- **TASK GOAL**
Reproduce exactly, from the data that follows, the line with "review found the", the line with "made in between.", and every line that lies between them.

- **Collected data**

PR #19103, opened 2026-09-07
fix(ui): guard execution labels reload immediately after save

### LINKED ISSUE #18766: Modifying execution labels doesn't reload Overview
### Describe the issue

The execution overview view should be refreshed when modifying (adding, removing) the labels via local _Manage labels_ dialog.

1. Execute a flow
2. Navigate to Executions
3. Open the execution's detail Overview
4. Add a label via _Manage labels_
5. The added label does not show among existing labels until the Overview gets manually refreshed

### Environment

Bryandero98:
## Summary
Relates to #18766 — "Modifying execution labels doesn't reload Overview". Not using the `closes` keyword: I still haven't heard from the original reporter on whether this was actually their repro path, so that call belongs to them/a maintainer, not to my own inference. (The keyword was still in the body from an earlier revision despite an earlier comment here saying it was dropped - actually removed now.)

## The race
While an execution is being followed, `throttledExecutionUpdate` (`stores/executions.ts`) overwrites `execution.value` from SSE push events roughly every 500ms. A local write with fresher data - `SetLabels.vue`'s save response, a replay, a new execution being triggered - could get silently reverted by an SSE push that was already queued (or already in flight) when the local write landed.

## What changed since the last review
@flcarre's review found the previous revision **narrowed** this race instead of closing it:
1. `throttledExecutionUpdate`'s flow-reload branch (`loadFlowForExecutionByExecutionId(...).then(...)`) is a second write path `.cancel()` can never reach - once that promise chain starts, cancelling the throttle does nothing to stop its callback from landing later and clobbering a local write made in between.
2. The component test (`executionLabelsReactivity.spec.ts`) passed identically whether `SetLabels.vue` called the new guarded action or the old raw assignment - it never actually asserted which one ran.

Fixed both:
- Added a generation counter (`executionWriteGeneration`, `stores/executions.ts`) that every write bumps through one shared `applyExecution()`. The flow-reload branch captures the generation right after its own synchronous write and skips its follow-up write if anything newer landed while the flow was loading - the check `.cancel()` structurally cannot provide.
- Routed **every** direct `executionsStore.execution = ...` assignment in the app - 9 call sites across 8 files (`ChangeExecutionStatus.vue`, `ReplayWithInputs.vue`, `PlaygroundLog.vue`, `SubFlowLink.vue`, `useFlowEditorActions.ts`, `submitTask.ts`, `stores/playground.ts` x2, `useExecutionRoot.ts`) plus the store's own internal writes (`deleteExecution`, `followExecution`'s reset, `waitForStateChange`) - through `applyLocalExecutionUpdate` or a new `clearExecution()` counterpart, so the generation counter actually observes every write instead of only the ones that happened to go through an action. This was the "sweep or make it read-only" ask from the review; I did the sweep. I did **not** wrap the exposed `execution` ref in `readonly()` to enforce this at the type level going forward - didn't want to introduce that unverified without being able to run `tsc`/the suite locally this round (see Verification below).
- `executionLabelsReactivity.spec.ts` now spies on `applyLocalExecutionUpdate` and asserts `SetLabels.vue`'s save calls it - reverting to the raw assignment now fails this test, not just a coincidentally-identical render.
- Moved the race test out of `executions.spec.ts` (which otherwise stays pure-function-only, matching where `entityLoadRace.spec.ts`/`logsSearchRace.spec.ts` already live) into a new `executionLabelsRace.spec.ts` next to `executionsFollow.spec.ts`, and added a second case that specifically drives the flow-reload branch. Kept the hand-rolled controllable stream rather than `executionsFollow.spec.ts`'s `fakeFollowStream` - that helper yields a fixed array with no way to pause between two specific events for a mid-stream assertion, which both race cases need.

## Verification
I couldn't safely run a full local install this round (resource-constrained machine) and skipped `vitest`/`tsc` for this revision - traced every write path by hand instead (grepped for all remaining `executionsStore.execution =`/`store.execution =` assignments after the sweep; none left outside the store's own `applyExecution`). Flagging this explicitly rather than claiming a green run I didn't get. Happy to fix anything CI turns up.


flcarre (changes requested):
This is a test-only PR (no implementation change) opened against issue #18766, which is still open — and by your own comment on that issue, you couldn't reproduce the bug and think the fix might already be an incidental side effect of an unrelated refactor. I'd hold off on "Fixes #18766" auto-closing a live bug report on unproven grounds.

More importantly, the test doesn't cover the scenario most likely to actually reproduce this: the SSE live-follow path (`subscribeToExecution`/`throttledExecutionUpdate` in `executions.ts`) overwrites `store.execution` from server push events roughly every 500ms while an execution is being followed. If the original report came from a running execution (the linked EE version suggests so), a save's response could get raced and clobbered by the next throttled snapshot — and that's exactly the kind of gap this test doesn't touch. It only proves the static, non-following chain works.

Smaller: the test hand-reimplements a one-line stand-in for `Overview.vue` rather than rendering the real component, so a regression introduced directly there wouldn't be caught despite the commit message's claim.

The test itself isn't a rubber stamp — it drives the real `SetLabels.vue` save handler and would catch a revert of the actual fix line, so it does earn its place. I'd just extend it to cover the SSE race (or drop the auto-close keyword) before merging, given the issue is still open.

Bryandero98:
@flcarre pushed \`4e37328705\` — you were right, and it goes further than test coverage.

Traced \`throttledExecutionUpdate\`: \`loadExecution\` already guards against exactly this class of race (calls \`.cancel()\` before its own write, with a comment explaining why), but \`SetLabels.vue\`'s save handler never got the same treatment — it wrote \`executionsStore.execution\` directly. Wrote a store-level test that reproduces the race precisely (SSE push A applies via the throttle's leading edge, push B within the same window gets queued for the trailing edge, a save lands in between) — confirmed it fails without a fix and passes with one, by reverting just the \`.cancel()\` call and re-running both ways.

Fix: a new \`applyLocalExecutionUpdate\` store action mirroring \`loadExecution\`'s existing pattern, used by \`SetLabels.vue\` in place of the direct assignment.

Dropped the auto-close keyword from the PR body per your note — I still can't confirm this was the original reporter's exact repro path, so I'd rather leave closing #18766 to a maintainer's call than claim it myself. Also flagged in the PR body that a few other call sites (\`ChangeExecutionStatus.vue\`, \`ReplayWithInputs.vue\`, etc.) write to \`executionsStore.execution\` the same unguarded way — left those out of scope here but the new action is there if you want them swept too.

Bryandero98:
Rebased onto `develop`. Two conflicts, both resolved by keeping upstream's version and re-applying this PR's addition on top: `toExecutionSearchParams()` picked up a typed `ExecutionSearchOptions` parameter upstream (kept as-is; `applyLocalExecutionUpdate` simply sits above it), and `executions.spec.ts` gained a `FilePreview` test whose import is now merged with this PR's.

Re-verified after the rebase rather than just re-running: the regression test still goes red on the unfixed code (removed the `throttledExecutionUpdate.cancel()` line -> `AssertionError: expected [] to deeply equal [{key: 'env', value: 'prod'}]`) and green with it. Both affected spec files pass (4/4).

@flcarre this still carries the SSE-race fix you asked for in your review — `applyLocalExecutionUpdate` in the store, used by `SetLabels.vue` in place of the direct assignment, mirroring `loadExecution`'s existing `.cancel()` guard.

flcarre (changes requested):
Thanks for digging into this properly — the tracing is right. `loadExecution` (`stores/executions.ts:318`) does call `throttledExecutionUpdate.cancel()` before its own write, and `SetLabels.vue` genuinely never got the same treatment. The new store-level race test is a real test: I walked the throttle semantics and it does go red without the `.cancel()`. That's a solid step up from the first pass.

Still blocking on the following.

**1. The PR body still auto-closes the issue.** Line 2 reads `closes #18766`. Your comment says you dropped the keyword, and the last paragraph of the body says "Not marking this as auto-closing #18766" — but the keyword is still there and GitHub will act on it. #18766 is open, unreproduced, and the repro in it (execute a flow, then add a label on the Overview) describes a *terminal* execution, where the follow stream has already sent `end` and closed and the throttle isn't pushing anything. The race you fixed is real and worth fixing, but it is not demonstrably the reporter's bug. Drop the keyword.

**2. The line this PR exists to protect is untested.** The only behavioural change is `SetLabels.vue:129`. Revert it to `executionsStore.execution = response as any` and *both* new specs stay green: the store test calls `store.applyLocalExecutionUpdate(...)` directly and never touches `SetLabels.vue`, and the component test never constructs a follow stream, so both write paths produce the same render. For a PR whose title is "guard execution labels reload immediately after save", the guard doesn't cover the wiring. Either assert the component calls the action, or — better — drive the component test through a followed execution with a queued throttle push so it fails on a revert.

**3. `executionLabelsReactivity.spec.ts` still has no teeth.** All 148 lines pass on unmodified `develop`; it characterises a chain that already worked. This is the same objection as last time and it hasn't moved — it also still hand-rolls `OverviewLike` rather than mounting the real `Overview.vue`, so a regression introduced directly in Overview still wouldn't be caught. And it's a near-verbatim copy of the `Banner.spec.ts` sitting beside it. Give it the SSE scenario or delete it and fold the useful assertion into `Banner.spec.ts`.

**4. The guard doesn't actually close the race — it narrows it.** Two holes:

- `throttledExecutionUpdate` has a second write path that `.cancel()` cannot reach. When the flow doesn't match (`executions.ts:479-491`), it does `loadFlowForExecutionByExecutionId(...).then(() => { execution.value = parsedExecution })`. That's a plain promise callback, not a throttle timer; a save landing while that load is in flight is overwritten regardless. Your store test doesn't hit it because the first push resolves the mocked flow load and populates `flow.value`, so the branch looks safe when it isn't.
- lodash's `cancel()` sets `lastInvokeTime = 0` and clears `lastCallTime`, so `shouldInvoke` returns true for the very next call. The next SSE push after a save therefore applies *immediately* on the leading edge with no throttle delay — a snapshot the server emitted before the save but delivered after it now clobbers the labels faster than it did before this change. You remove one clobber vector and accelerate another.

If the SSE race is the real defect, the durable fix is on the receiving side: have the SSE handler reject a snapshot that is older than the last applied write, rather than asking every call site to cancel a timer.

**5. One action, ten call sites.** `stores/playground.ts`, `utils/submitTask.ts`, `ReplayWithInputs.vue`, `ChangeExecutionStatus.vue`, `useFlowEditorActions.ts`, `SubFlowLink.vue` and `PlaygroundLog.vue` all still assign `executionsStore.execution` directly, and the store still exports `execution` as a writable ref — so nothing stops the next one. I'd rather see either the sweep in this PR or the ref made read-only from outside than a new action that one of ten callers happens to use.

Smaller:
- Put the race test next to `ui/tests/unit/stores/executionsFollow.spec.ts` and reuse its `fakeFollowStream` instead of hand-rolling `createControlledStream`. Repo convention also puts race tests in their own file (`entityLoadRace.spec.ts`, `logsSearchRace.spec.ts`) — `executions.spec.ts` was a pure-function spec and now drags a `vue-router` mock and an SDK factory mock over the unrelated `normalizeFilePreview` tests.
- The test hard-codes the 500ms window. If that constant grows, `advanceTimersByTimeAsync(500)` never reaches the trailing edge and the test passes vacuously even on unfixed code.
- Title should be `fix(ui):`, not `test(ui):` — this ships a behavioural change and should show up in the changelog as one.
- `applyLocalExecutionUpdate` names a server save response "local". And it's a copy of `loadExecution`'s tail; consider one internal `applyExecution(data)` both use. The six-line comment above it can come down to the two lines `loadExecution` gets.

Design system: clean. No element-plus imports, no hex/rgb, no `--el-*`/`--bs-*`, no `:deep()` or `.el-*` overrides, no duplicated DS component, no new user-facing strings, and none of the DataTable/deep-watch/discard-guard traps are in scope here.

flcarre (changes requested):
Thanks — this is a real step forward and I want to be clear about what it fixes before what it doesn't. The `closes` keyword is gone, the title is `fix(ui):`, the race test is in its own file, the sweep of all nine direct `executionsStore.execution =` assignments is done (that was my point 5, and doing the sweep rather than the `readonly()` is the right call), and `executionLabelsReactivity.spec.ts` now spies on `applyLocalExecutionUpdate` so reverting `SetLabels.vue` actually goes red — that was point 2 and it's properly closed. The generation counter is a sound piece of design and it genuinely closes the flow-reload hole from point 4's first bullet; the second race test drives it. Not shipping a green run you didn't get, and saying so, is the right instinct.

Still blocking on the following.

**1. Two CI failures are yours.** `tests/unit/components/executions/useExecutionRoot.spec.ts` fails both its tests:
- `useExecutionRoot unmount cleanup > clears the flow store when navigating away from any flow`
- `useExecutionRoot unmount cleanup > keeps the flow store when navigating to that flow's edit page (breadcrumb, #10722)`

Both throw `TypeError: executionsStore.clearExecution is not a function` from `useExecutionRoot.ts:114` inside the `onUnmounted` hook, which then cascades into `TypeError: Cannot read properties of null (reading '$')` at spec line 84 because the wrapper never unmounts. The store does export `clearExecution`; the spec doesn't. Its `vi.mock("../../../../src/stores/executions")` stub returns only `execution`, `logs`, `resetLogs`, `closeSSE`, `followExecution`. You changed the production call site and left the mock behind — add `clearExecution: vi.fn()`.

**2. The rest of the red is not yours, but it's telling you to rebase.** The other 47 failing tests and all 6 failed suites are one root cause: `SyntaxError: Unexpected error` (`Serialized Error: { code: 32 }`) out of `createI18n` at `tests/unit/setup.ts:60`, hitting about 22 specs this PR never touches. You touch no translation file and no i18n code, and a UI PR that ran twelve minutes before yours the same afternoon was green. This is your base: 2026-09-15, 84 commits behind. Rebase and it should clear.

**3. Rebasing is not optional here — lodash is gone.** `executions.ts:6` is still `import throttle from "lodash/throttle"`. develop dropped lodash in #19439 on 2026-09-17, the day before this run, and `throttle` now comes from `@kestra-io/design-system`. Git will auto-merge that line away, but the whole mechanism and the timing assumptions in `executionLabelsRace.spec.ts` are reasoned against lodash's throttle. Rebase and re-verify against the DS implementation before we read this again.

**4. The guard still does not close the race.** This is point 4's second bullet and it hasn't moved. I checked the replacement: the DS `throttle.cancel()` in `packages/design-system/src/utils/lang.ts` sets `lastCall = 0`, exactly as lodash did. So after `applyLocalExecutionUpdate` calls `cancel()` (`executions.ts:355`, and `clearExecution` at 363), the next SSE push computes `remaining = wait - (Date.now() - 0)`, takes the leading-edge branch, and invokes immediately. It lands on `applyExecution(parsedExecution)` at `executions.ts:504` with no guard at all — the generation counter is only consulted inside the flow-reload callback. A snapshot the backend emitted before the save but delivered after it still reverts the labels, and it does so sooner than it did before this PR. You've closed one clobber vector and left the other accelerated.

And neither new test would catch it: both push their SSE events *before* the local write. Add the case that matters — save, then push a stale snapshot — and you'll see it go red on this revision.

The durable fix is the one I suggested last time and I'd still rather see it than more call-site bookkeeping: make the receiving side reject a snapshot older than the last applied write. You already have the state for it — compare on the execution's state history or a server timestamp inside `throttledExecutionUpdate` before `applyExecution`, and the generation counter, the `cancel()` calls, and the nine-call-site sweep all become belt-and-braces rather than the mechanism.

Smaller:
- `executionLabelsReactivity.spec.ts:106` still mounts `OverviewLike` instead of the real `Overview.vue`. The spy gives the file a reason to exist now, so I won't push again, but a regression written directly into Overview still slips through.
- `executionLabelsRace.spec.ts:104` hard-codes the 500ms window; if that constant grows the test passes vacuously.
- `SubFlowLink.vue:73`: the new `if (value)` wrapper quietly changes behaviour — a falsy `loadExecution` result used to clear the execution and now leaves the stale one on screen. Probably unreachable, but it wasn't part of the ask.

Design system: clean again. No element-plus, no hex/rgb, no `--el-*`/`--bs-*`, no `:deep()` or `.el-*` overrides, no duplicated DS component, no new user-facing strings, and none of the DataTable-pagination, deep-watch or discard-guard traps are in scope.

- **EXPECTED OUTPUT**
@flcarre's review found the previous revision **narrowed** this race instead of closing it:
1. `throttledExecutionUpdate`'s flow-reload branch (`loadFlowForExecutionByExecutionId(...).then(...)`) is a second write path `.cancel()` can never reach - once that promise chain starts, cancelling the throttle does nothing to stop its callback from landing later and clobbering a local write made in between.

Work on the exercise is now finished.